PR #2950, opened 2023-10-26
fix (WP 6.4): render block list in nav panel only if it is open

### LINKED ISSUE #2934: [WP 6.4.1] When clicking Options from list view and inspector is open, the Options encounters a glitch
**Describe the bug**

----

Assigned task
Every line of the data must be reproduced exactly.

Reply
PR #2950, opened 2023-10-26
fix (WP 6.4): render block list in nav panel only if it is open

### LINKED ISSUE #2934: [WP 6.4.1] When clicking Options from list view and inspector is open, the Options encounters a glitch
**Describe the bug**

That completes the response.